Inseparable Unión

Posted by on Ene 6, 2016 in Artículos por Javier, Vida Práctica | 0 comments

coffee_milkCuando a la leche caliente se le echa café para hacer “café con leche” es imposible separar el uno del otro. Ocurre una unión que es exquisita al paladar del que lo toma. Cuando era joven no acostumbraba a tomar café. Sin embargo, con el pasar de los años, viajando a diferentes países y compartiendo con personas distintas he desarrollado el hábito de tomar café.

El tomar café con leche regularmente no sólo ha provocado un hábito que deleita mi paladar, sino que también me ha creado conciencia de una realidad espiritual que me ha ayudado en mi caminar diario con Dios.

Desde que tuve una experiencia real con Dios en mi juventud mi deseo era agradarle lo más posible. De alguna u otra forma a veces lo lograba y en otras ocasiones, no. Esto producía frustración y hasta coraje dentro de mí. Trataba con ahínco el serle fiel a Dios con mis acciones, pero por alguna razón no podía ser consistente con esa fidelidad.

Llegué a la conclusión de que el problema era yo. Me culpaba por mi “falta de compromiso” y “poca disciplina” para las cosas de Dios. Me preguntaba, ¿Por qué otros pueden vivir en victoria y yo no? Esa era la pregunta que me perseguía constantemente y hacía mi vida con altas y bajas. La constancia en mi vida era la inconstancia. No sé si algún lector entiende de lo que hablo.

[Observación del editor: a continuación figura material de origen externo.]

PR #34419, opened 2026-02-06
Documents the Annotation Queue feature in LLMO

gsvigruha:

Documents the new Annotation Queue feature in LLMO.

### Merge instructions

Merge readiness:
- [ ] Ready for merge


cswatt:
Pushed changes: 
- Remove all marketing language
- Removed Key Concepts section — the only concept here that is unique to this context is annotation queues, which are explained in the first sentence on the page; "labels" and "schema" retain the same meaning that they have in general usage
- Moved optional/suggestion/recommendation-type content (When to use annotation queues, Best Practices) to bottom of page; critical information should come first
- Verified UI flow and made significant edits to match steps to what is currently present in the UI
- Removed excessive explanations of what a user is to see in the UI (we can tell them how to use the UI, but we don't need to tell them exactly what they'll see)
- Added screenshots
- Reformatting
- Various grammar/syntax edits

PR #34421, opened 2026-02-06
Add WP for spur threat intelligence

Raganof:

Spur threat intelligence tables are also used in Workload Protection.
Malwares are a primary case we want to cover with Workload Protection, so we want to highlight it in the documentation.

### Merge instructions

Merge readiness:
- [x] Ready for merge


datamarmot:
+1

PR #34432, opened 2026-02-06
[DOCS-11944] Add Node.js examples and non-JSON log correlation for OTel traces

brett0000FF:

Fixes DOCS-11944

Adds Node.js examples and non-JSON log format support to the OpenTelemetry trace-log correlation page:

- **New Node.js tab** in the "Inject trace context into your logs" section, showing how to use `@opentelemetry/instrumentation-winston` for automatic trace context injection.
- **New "Non-JSON logs" sub-section** under "Scrape logs from files", with a Node.js/Winston example for manual context injection into plain text logs and a corresponding `filelog` receiver config using `regex_parser`.

### References

- [OTel spec: Trace Context in Non-OTLP Log Formats](https://opentelemetry.io/docs/specs/otel/compatibility/logging_trace_context/)
- [@opentelemetry/instrumentation-winston](https://www.npmjs.com/package/@opentelemetry/instrumentation-winston)
- [@opentelemetry/instrumentation-pino](https://www.npmjs.com/package/@opentelemetry/instrumentation-pino)
- [Example: OTel Node.js trace context injection](https://github.com/billmeyer/otel-nodejs/blob/main/main.js#L109)

### Merge instructions

Merge readiness:
- [ ] Ready for merge

### Additional notes

Based on customer feedback requesting guidance for Node.js apps with non-JSON log formats.

### DIFF
--- a/content/en/tracing/other_telemetry/connect_logs_and_traces/opentelemetry.md
+++ b/content/en/tracing/other_telemetry/connect_logs_and_traces/opentelemetry.md
@@ -39,7 +39,7 @@ To correlate OpenTelemetry traces and logs in Datadog, you must:
 
 ### 1. Inject trace context into your logs
 
-The following examples for Go and Java use logging bridges. These bridges intercept logs from common logging libraries (such as `zap` and `Logback`), convert them into the OpenTelemetry log data model, and forward them to the OpenTelemetry SDK. This process automatically enriches the logs with the active trace context.
+The following examples use logging bridges or auto-instrumentation. These tools intercept logs from common logging libraries (such as `zap`, `Logback`, and `Winston`), convert them into the OpenTelemetry log data model, and forward them to the OpenTelemetry SDK. This process automatically enriches the logs with the active trace context.
 
 For complete, working applications, see the [Datadog OpenTelemetry Examples repository][2].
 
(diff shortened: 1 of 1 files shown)


billmeyer:
It's slightly confusing while reading through the doc- of the 3 language choices: Go, Java, Node.js that are presented, when the reader scrolls down to the [JSON logs](https://docs-staging.datadoghq.com/brett.blue/DOCS-11944-nodejs-non-json-trace-correlation/tracing/other_telemetry/connect_logs_and_traces/opentelemetry?tab=nodejs#json-logs) example, the language shifts to Python for that one example and then back to Node.js for the Non-JSON logs. It would be good to stay consistent with the examples throughout.

Also, the Python examples looks suspect to me. When logging as JSON log lines, I would expect to simply use an [add_fields](https://nhairs.github.io/python-json-logger/latest/reference/pythonjsonlogger/json/#pythonjsonlogger.json.JsonFormatter.add_fields) method so that the log line is written as JSON and no additional, manual parsing is needed.

brett0000FF:
@billmeyer - Thanks for the review! Great points about the page overall.
                                                                                              
The Python examples in the JSON logs and OTLP sections are pre-existing content, and this PR only added the Node.js tab at the top and the new Non-JSON logs subsection at the bottom.

The language inconsistency you're seeing was already there before this PR: Go/Java at the top, Python in the middle. My changes made it more noticeable by adding Node.js to the top tabs.

Looking at this more broadly, there's a bigger structural question here: OTel is treated as a "language" tab alongside Go, Java, Node.js, etc. on the parent page. This needs to be totally restructured with language first, then Datadog vs. OTel. That would eliminate the mixed-language examples problem entirely.

But that's a significant restructure, so I'll create another ticket to tackle that. 🫡

OliviaShoup (approved):

PR #34437, opened 2026-02-06
[DOCS-13285] Add Integration column to NDM Supported Devices table

git-thuerk-done:

Fixes DOCS-13285

This PR enhances the NDM Supported Devices page by adding a dedicated "Integration" column to the table. Previously, some vendors had integration links embedded in their vendor names, making it unclear which vendors have additional integration support beyond SNMP profiles.

Changes include:
- Added new "Integration" column to the supported devices table
- Cleaned up vendor names by removing embedded integration links
- Added 17 vendors with dedicated integration links to the new column
- Added explanatory note differentiating between Config files (SNMP profiles) and Integration pages (dedicated integration support with dashboards and enhanced capabilities)

This makes it easier for users to discover which vendors have both SNMP profiles and dedicated integrations available.

### Merge instructions

Merge readiness:
- [ ] Ready for merge

### Additional notes

The Integration column is only populated for vendors that have dedicated integration pages. All vendors listed have SNMP profile support via the Config Files column.

### DIFF
--- a/content/en/network_monitoring/devices/supported_devices.md
+++ b/content/en/network_monitoring/devices/supported_devices.md
@@ -13,12 +13,10 @@ further_reading:
 
 multifiltersearch:
   headers:
-    - name: Vendor
+    - name: Vendor/Integration
       id: vendor
     - name: Config Files
       id: config_files
-    - name: Integration
-      id: integration
   data:
     - vendor: 3com
       config_files: '[3com.yaml](https://github.com/DataDog/integrations-core/blob/master/snmp/datadog_checks/snmp/data/default_profiles/3com.yaml) <br> [3com-huawei.yaml](https://github.com/DataDog/integrations-core/blob/master/snmp/datadog_checks/snmp/data/default_profiles/3com-huawei.yaml)'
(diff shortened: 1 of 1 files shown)


content/en/network_monitoring/devices/supported_devices.md
```diff
@@ -199,6 +218,10 @@ The [generic profile][114] collects metrics for all devices not supported by a v
 The following vendor devices are supported with dedicated profiles.
```
janine-c:
```suggestion
The following vendor devices are supported with dedicated profiles. Some vendors provide dedicated integration pages with additional setup instructions, dashboards, and enhanced monitoring capabilities. All vendors provide SNMP profile configuration files that define which metrics to collect from devices.
```

content/en/network_monitoring/devices/supported_devices.md
```diff
@@ -199,6 +218,10 @@ The [generic profile][114] collects metrics for all devices not supported by a v
...
 If a vendor or device type isn't listed, see the [Troubleshooting](#troubleshooting) section below.
 
+**Note**: The table below shows two types of support for network devices:
+- **Config files**: SNMP profile configuration files that define which metrics to collect from devices. All listed vendors are supported through SNMP.
+- **Integration**: Dedicated integration pages with additional setup instructions, dashboards, and enhanced monitoring capabilities. Some vendors have both SNMP profiles and dedicated integrations available.
```
janine-c:
```suggestion
```
I actually liked the integrations in the first column rather than being in their own, mostly empty column. I might consider calling the first column something like "Name/integration (if applicable)" and seeing how that works?

I also thought that putting this information in the intro paragraph would reduce the amount of mental load that goes into reading this table. It's kind of like the meme about how good docs shouldn't need a "how to read these docs" section - I think that the big benefit of tables is that you can dump a lot of information in one place, and let the spatial relationships do the heavy lifting.

Lastly, I might consider using the products' full names? For example, I noticed that because "Meraki" lacks "Cisco" in the name, it doesn't show up if I search for "Cisco." But the integration page calls it "Cisco Meraki," and if I were only familiar with that, maybe I'd find it confusing.

janine-c (approved):
Looks good! I have some suggestions, but nothing that's strictly necessary :)

content/en/network_monitoring/devices/supported_devices.md
git-thuerk-done: Hi @janine-c thanks for the feedback! The PM wanted to have a separate column to differentiate that those particular integrations had a separate integration support in addition to the SNMP supported yaml profile, but I agree it makes that column pretty empty.
I do like how you suggested to combine the differences in the intro paragraph ! 
Also good tip on changing Meraki to Cisco Meraki !

git-thuerk-done: But on that note I do think I'll fiddle with re-naming the first column, we also don't want customers to think we are lacking integration support for so many vendors :)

Pero un día Dios me reveló una verdad que traspasaba la información que había recibido al respecto. Dios y yo somos uno. Cuando yo creí y recibí la revelación de la vida de Dios en mí, por poco ocurre un corto circuito en mi mente. Por supuesto que como cristiano había escuchado eso en muchas ocasiones. Incluso lo enseñaba. Dios está en mí.

Ahora, llegó un momento donde estas palabras dejaron de ser simple información que alimentaba mis neuronas cerebrales y pasaron a ser vida. La conciencia de la unión de Dios conmigo transformó mi forma de actuar y conducirme en mi diario vivir. Me di cuenta por experiencia de las palabras de Jesús cuando dijo, “Separados de mí nada pueden hacer.” Juan 15:5

La unión de Dios conmigo, la unidad inseparable con la divinidad, su presencia continua fusionada conmigo, alteró toda mi vida. Se abrieron los ojos a una nueva forma de vivir. Mis inseguridades se desvanecieron y pude empezar a disfrutar la vida abundante que Dios había siempre querido para mi vida.

Dejé de mirar hacia arriba para dirigirme a Dios. Empecé a mirar hacia dentro, en mi espíritu donde Él habita de forma permanente. Además, su vida es el motor que me ayuda a enfrentar los retos diarios en esta tierra.

La dependencia de Dios ha ido en aumento a medida que tengo conciencia de la unidad que tengo con Dios. La relación e intimidad se van desarrollando en una mayor profundidad y realidad con la Vida eterna. El descanso de Dios ha dejado de ser doctrina y ahora es vida real. No hay palabras para describir esta maravillosa experiencia de unidad. Y sobre todo, no hay nada ni nadie que pueda separarme de mi Dios.

Hoy puedo decir como Pablo, “Para mí el vivir es Cristo“… como el café con leche.